There have been two theories to explain CP effects. The
"Whorf Hypothesis" explains color boundary effects by
proposing that language somehow determines our view of
reality. The "motor theory of speech perception" explains
phoneme boundary effects by attributing them to the patterns
of articulation required for pronunciation. Both theories
seem to raise more questions than they answer, for example:
(i) How general and pervasive are CP effects? Do they occur
in other modalities besides speech-sounds and color?  (ii)
Are CP effects inborn or can they be generated by learning
(and if so, how)? (iii) How are categories internally
represented? How does this representation generate
successful categorization and the CP boundary effect?

Some of the answers to these questions will have to come
from ongoing research, but the existing data do suggest a
provisional model for category formation and category
representation. According to this model, CP provides our
basic or elementary categories. In acquiring a category we
learn to label or identify positive and negative instances
from a sample of confusable alternatives. Two kinds of
internal representation are built up in this learning by
"acquaintance": (1) an iconic representation that subserves
our similarity judgments and (2) an analog/digital feature-
filter that picks out the invariant information allowing us
to categorize the instances correctly. This second,
categorical representation is associated with the category
name.
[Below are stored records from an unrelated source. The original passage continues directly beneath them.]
PR #186, opened 2025-11-26
refactor(mpi): move `mpi_type` in the `mpi` namespace

dssgabriel:
This places the `mpi_type` datatype conversion function (and friends) in the `mpi` namespace. The remaining changes are intended to accommodate any code that would otherwise fail to compile.

In the future, we may consider rethinking how this is implemented.
E.g., we could expose a generic function, templated on the communication space and specialized as necessary:
```cpp
template <CommunicationSpace CS, typename T>
[[no_discard]] constexpr auto dtype() -> CS::datatype_type;

static_assert(dtype<Mpi, double>() == MPI_DOUBLE);
```


dssgabriel:
Closed in favor of #189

Category names then serve as the atomic symbols for a
third representational system, the (3) symbolic
representations that underlie language and that make it
possible for us to learn by "description."

This model provides no particular or general solution to the
problem of inductive learning, only a conceptual framework;
but it does have some substantive implications, for example,
(a) the "cognitive identity of (current) indiscriminables":
Categories and their representations can only be provisional
and approximate, relative to the alternatives encountered to
date, rather than "exact." There is also (b) no such thing
as an absolute "feature," only those features that are
invariant within a particular context of confusable
alternatives. Contrary to prevailing "prototype" views,
however, (c) such provisionally invariant features MUST
underlie successful categorization, and must be "sufficient"
(at least in the "satisficing" sense) to subserve reliable
performance with all-or-none, bounded categories, as in CP.
Finally, the model brings out some basic limitations of the
"symbol-manipulative" approach to modeling cognition,
showing how (d) symbol meanings must be functionally
anchored in nonsymbolic, "shape-preserving" representations
-- iconic and categorical ones. Otherwise, all symbol
interpretations are ungrounded and indeterminate. This
amounts to a principled call for a psychophysical (rather
than a neural) "bottom-up" approach to cognition.